Quelques années plus loin, quelques lignes d'un auteur dont le nom n’est pas resté dans ma petite tête ironisaient sur la censure de tout élément relatif au tabac, suite à une polémique sur une affiche pour une exposition de Jacques Tati qui avait perdu sa pipe. Coffee and cigarettes était cité par cet auteur, imaginant ce que ce climat de censure pourrait lui réserver. C'était mon premier contact avec ce film, la première fois que j’en entendais parler. Depuis, j'ai eu l'occasion de me rendre compte de l'importance de Jim Jarmusch dans les discussions cinéphiles et de ce film en particulier.
Dans différents lieux propices à la convivialité, différents acteurs ou chanteurs, qui jouent leur propre rôle, se rencontrent, échangent, et, souvent n'ont rien à dire. Ils boivent du café et fument des cigarettes. Les acteurs du film avaient la possibilité d'improviser leur texte, et certains ne se sont pas fait prier, il aurait même été dommage de ne pas leur laisser cette possibilité, vu leur personnalité.
Ce qui n'était qu'un puis deux puis trois court-métrages a été réuni en ce film, assemblé en tout de 11 segments. C'est une collection disparate, sans fil rouge entre eux, hormis le café et le tabac. Certaines de ces rencontres font des étincelles, et c'est souvent dans l'absurdité de certaines discussions que se trouve tout le sel, ou le sucre.

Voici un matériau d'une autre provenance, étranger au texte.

PR #3206, opened 2026-06-04
feat(table-catalog): add object-backed catalog store

marshawcoco:
## Related Issues

  N/A

  ## Summary of Changes

  Adds the object-backed implementation for the S3 Tables catalog store introduced by the catalog entry model work.

  - Adds `ObjectTableCatalogStore` and a `TableCatalogObjectBackend` abstraction.
  - Adds an `ECStore`-backed catalog object adapter.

Jim Jarmusch réunit un casting de personnalités fortes, qui crèvent l'écran, mais dans des rôles qui ne les mettront pas en valeur, où ils se mesurent à la difficulté de parler d'eux-même, de trouver du sens. Tous jouent un rôle, une interprétation d'eux-même. C'est un bel hommage qui leur est rendu. Mais il est difficile de ne pas voir le film aussi comme un petit plaisir que s'offre Jim Jarmusch, un film avec ses amis ou ceux qu’il admire. Tous sont méritants en s’en donnant à coeur joie, mais il y a aussi dans ce film un entre-soi entre artistes et une collection de beaux noms qu'il serait facile de commenter, d'autres le font, je leur laisse.
Délicieusement creux, mais aussi gênant par moments, quand l’exercice semble délaisser le spectateur pour laisser trop de place aux acteurs, comme si le film n'était que pour eux. Mais il faut reconnaître que Jim Jarmusch sait aussi admirablement filmer les tables de café.